## [Exercise prompt]
What you return must match every record word for word.

Records from a data source

######

PR #5575, opened 2026-05-12
Add media upload preview cropping capability for images

stefanceriu:
Start using [Mantis](https://github.com/guoyingtao/Mantis) to crop and rotate images before upload.

https://github.com/user-attachments/assets/e573e7bf-4ab5-4cf7-8c09-31493a657d12

### DIFF
--- a/ElementX/Sources/Screens/MediaUploadPreviewScreen/MediaUploadPreviewScreenModels.swift
+++ b/ElementX/Sources/Screens/MediaUploadPreviewScreen/MediaUploadPreviewScreenModels.swift
@@ -7,6 +7,7 @@
 //
 
 import Foundation
+import UIKit
 
 enum MediaUploadPreviewScreenViewModelAction {
     case dismiss
@@ -42,5 +43,5 @@ enum MediaUploadPreviewAlertType: Hashable {
 enum MediaUploadPreviewScreenViewAction {
     case send
     case cancel
-    case editedMedia(index: Int)
+    case editedMedia(image: UIImage, index: Int)
 }
--- a/ElementX/Sources/Screens/MediaUploadPreviewScreen/MediaUploadPreviewScreenModels.swift
+++ b/ElementX/Sources/Screens/MediaUploadPreviewScreen/MediaUploadPreviewScreenModels.swift
@@ -19,6 +19,8 @@ struct MediaUploadPreviewScreenViewState: BindableState {
     let isRoomEncrypted: Bool
     var shouldDisableInteraction = false
     
+    var mediaEditVersion = 0
+
     var bindings = MediaUploadPreviewScreenBindings()
 }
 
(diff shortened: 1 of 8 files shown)


ElementX/Sources/Screens/MediaUploadPreviewScreen/View/MediaUploadPreviewScreen.swift
```diff
@@ -59,6 +61,15 @@ struct MediaUploadPreviewScreen: View {
             .preferredColorScheme(colorSchemeOverride)
             .onAppear(perform: focusComposerIfHardwareKeyboardConnected)
             .alert(item: $context.alertInfo)
```
Velin92, line 63: beware because if an alert is presented while another sheet is presented, it won't be displayed (learnt the hard way while working on LLS), can any of these alert be displayed while the editing flow is happening? If not, no need to worry about

stefanceriu: Oh very good point, thanks! I put another alert on the sheet itself which seems to do the right thing whenever there's an out of bound alert.

ElementX/Sources/Screens/MediaUploadPreviewScreen/View/MediaUploadPreviewScreen.swift
```diff
@@ -149,6 +163,46 @@ struct MediaUploadPreviewScreen: View {
...
+    private func saveAndApplyCroppedImage(_ image: UIImage, at index: Int) {
+        guard let data = image.jpegData(compressionQuality: 1.0) else {
+            return
+        }
+        
+        let originalURL = context.viewState.mediaURLs[index]
+        
+        do {
+            try data.write(to: originalURL, options: .atomic)
+            context.send(viewAction: .editedMedia(index: index))
```
Velin92: Couldn't we have the data action be handled on the view model? feels like this should be handled there.

ElementX/Sources/Screens/MediaUploadPreviewScreen/MediaUploadPreviewScreenModels.swift
```diff
@@ -19,6 +19,8 @@ struct MediaUploadPreviewScreenViewState: BindableState {
     let isRoomEncrypted: Bool
     var shouldDisableInteraction = false
     
+    var mediaEditVersion = 0
```
Velin92, line 23: I imagine this is used to update the view after an edit has taken place, but could we add a comment to this for clarity?
Also why this value couldn't just be a `@State` var on the view itself?

ElementX/Sources/Screens/MediaUploadPreviewScreen/View/MediaUploadPreviewScreen.swift
stefanceriu: Fair, I'll move it 👍

Velin92 (approved):
LGTM just a few comments

ElementX/Sources/Screens/MediaUploadPreviewScreen/MediaUploadPreviewScreenModels.swift
stefanceriu: > I imagine this is used to update the view after an edit has taken place

Yep, exactly, because there's no direct link to the underlying QLPreview. It's in the models so that the view model can ask for it manually, which perhaps wasn't particularly useful before but now is now that we're moving the file writing to it.

PR #5576, opened 2026-05-12
Prevent replies to live location timeline items, and live location sharing in threads

### LINKED ISSUE #5572: [Task] EX LLS: reply and thread

Velin92:
fixes #5572 

This is due to a limitation that prevents the SDK to reply (or show in a thread) state events, and since the LLS timeline item is an aggregation happening on the beacon info state event, this creates a lot of issues if you try to reply to one, or if you try to send one as a reply or in a thread, so we're fully preventing it.


stefanceriu (approved):
lgtm 👍

PR #5822, opened 2026-07-01
Stop reserving space for the non-existant icon background in ListRowLabel on iOS 26.

pixlwave:
When we adopted Liquid Glass we hid the icon background in `ListRowLabel`. However looking at the Figma while working on a custom row I noticed that we were also meant to stop reserving space for the background too. This PR makes those changes.

It also fixes NotificationSettingsEditScreenRoomCell to use the correct `.avatar` ListRowLabel style (and uses the standard avatar size).


stefanceriu (approved):
Sure! 🙈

######

## [Output of the task]
PR #5575, opened 2026-05-12
Add media upload preview cropping capability for images

stefanceriu:
Start using [Mantis](https://github.com/guoyingtao/Mantis) to crop and rotate images before upload.

https://github.com/user-attachments/assets/e573e7bf-4ab5-4cf7-8c09-31493a657d12

### DIFF
--- a/ElementX/Sources/Screens/MediaUploadPreviewScreen/MediaUploadPreviewScreenModels.swift
+++ b/ElementX/Sources/Screens/MediaUploadPreviewScreen/MediaUploadPreviewScreenModels.swift
@@ -7,6 +7,7 @@
 //
 
 import Foundation
+import UIKit
 
 enum MediaUploadPreviewScreenViewModelAction {
     case dismiss
@@ -42,5 +43,5 @@ enum MediaUploadPreviewAlertType: Hashable {
 enum MediaUploadPreviewScreenViewAction {
     case send
     case cancel
-    case editedMedia(index: Int)
+    case editedMedia(image: UIImage, index: Int)
 }
--- a/ElementX/Sources/Screens/MediaUploadPreviewScreen/MediaUploadPreviewScreenModels.swift
+++ b/ElementX/Sources/Screens/MediaUploadPreviewScreen/MediaUploadPreviewScreenModels.swift
@@ -19,6 +19,8 @@ struct MediaUploadPreviewScreenViewState: BindableState {
     let isRoomEncrypted: Bool
     var shouldDisableInteraction = false
     
+    var mediaEditVersion = 0
+
     var bindings = MediaUploadPreviewScreenBindings()
 }
 
(diff shortened: 1 of 8 files shown)


ElementX/Sources/Screens/MediaUploadPreviewScreen/View/MediaUploadPreviewScreen.swift
```diff
@@ -59,6 +61,15 @@ struct MediaUploadPreviewScreen: View {
             .preferredColorScheme(colorSchemeOverride)
             .onAppear(perform: focusComposerIfHardwareKeyboardConnected)
             .alert(item: $context.alertInfo)
```
Velin92, line 63: beware because if an alert is presented while another sheet is presented, it won't be displayed (learnt the hard way while working on LLS), can any of these alert be displayed while the editing flow is happening? If not, no need to worry about

stefanceriu: Oh very good point, thanks! I put another alert on the sheet itself which seems to do the right thing whenever there's an out of bound alert.

ElementX/Sources/Screens/MediaUploadPreviewScreen/View/MediaUploadPreviewScreen.swift
```diff
@@ -149,6 +163,46 @@ struct MediaUploadPreviewScreen: View {
...
+    private func saveAndApplyCroppedImage(_ image: UIImage, at index: Int) {
+        guard let data = image.jpegData(compressionQuality: 1.0) else {
+            return
+        }
+        
+        let originalURL = context.viewState.mediaURLs[index]
+        
+        do {
+            try data.write(to: originalURL, options: .atomic)
+            context.send(viewAction: .editedMedia(index: index))
```
Velin92: Couldn't we have the data action be handled on the view model? feels like this should be handled there.

ElementX/Sources/Screens/MediaUploadPreviewScreen/MediaUploadPreviewScreenModels.swift
```diff
@@ -19,6 +19,8 @@ struct MediaUploadPreviewScreenViewState: BindableState {
     let isRoomEncrypted: Bool
     var shouldDisableInteraction = false
     
+    var mediaEditVersion = 0
```
Velin92, line 23: I imagine this is used to update the view after an edit has taken place, but could we add a comment to this for clarity?
Also why this value couldn't just be a `@State` var on the view itself?

ElementX/Sources/Screens/MediaUploadPreviewScreen/View/MediaUploadPreviewScreen.swift
stefanceriu: Fair, I'll move it 👍

Velin92 (approved):
LGTM just a few comments

ElementX/Sources/Screens/MediaUploadPreviewScreen/MediaUploadPreviewScreenModels.swift
stefanceriu: > I imagine this is used to update the view after an edit has taken place

Yep, exactly, because there's no direct link to the underlying QLPreview. It's in the models so that the view model can ask for it manually, which perhaps wasn't particularly useful before but now is now that we're moving the file writing to it.

PR #5576, opened 2026-05-12
Prevent replies to live location timeline items, and live location sharing in threads

### LINKED ISSUE #5572: [Task] EX LLS: reply and thread

Velin92:
fixes #5572 

This is due to a limitation that prevents the SDK to reply (or show in a thread) state events, and since the LLS timeline item is an aggregation happening on the beacon info state event, this creates a lot of issues if you try to reply to one, or if you try to send one as a reply or in a thread, so we're fully preventing it.


stefanceriu (approved):
lgtm 👍

PR #5822, opened 2026-07-01
Stop reserving space for the non-existant icon background in ListRowLabel on iOS 26.

pixlwave:
When we adopted Liquid Glass we hid the icon background in `ListRowLabel`. However looking at the Figma while working on a custom row I noticed that we were also meant to stop reserving space for the background too. This PR makes those changes.

It also fixes NotificationSettingsEditScreenRoomCell to use the correct `.avatar` ListRowLabel style (and uses the standard avatar size).


stefanceriu (approved):
Sure! 🙈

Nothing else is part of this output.